■ **Problem details**
Repeat only what appears from the line containing "The max-category-items flag" through the last line of the listing below, exactly as written.

■ **Data for review**
PR #813, opened 2019-06-12
[EASY] fix max-category-items

### LINKED ISSUE #812: max-category-items flag not working
The max-category-items flag is supposed to limit the number of categories displayed, however due to a underscore (_) vs dash (-) naming conflict, this value never gets applied on the client.

csweaver:
Fixes #812 

The `--max-category-items` flag has never actually worked. On the back-end it was called "max_category_items" and on the front end it was "max-category-items" and since it was set using the spread operator, the user specified value, never overrode the client default. I renamed it on the backend for minimum code changes.

### DIFF
--- a/server/test/test_scanpy_engine.py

■ **Task result**
The max-category-items flag is supposed to limit the number of categories displayed, however due to a underscore (_) vs dash (-) naming conflict, this value never gets applied on the client.

csweaver:
Fixes #812 

The `--max-category-items` flag has never actually worked. On the back-end it was called "max_category_items" and on the front end it was "max-category-items" and since it was set using the spread operator, the user specified value, never overrode the client default. I renamed it on the backend for minimum code changes.

### DIFF
--- a/server/test/test_scanpy_engine.py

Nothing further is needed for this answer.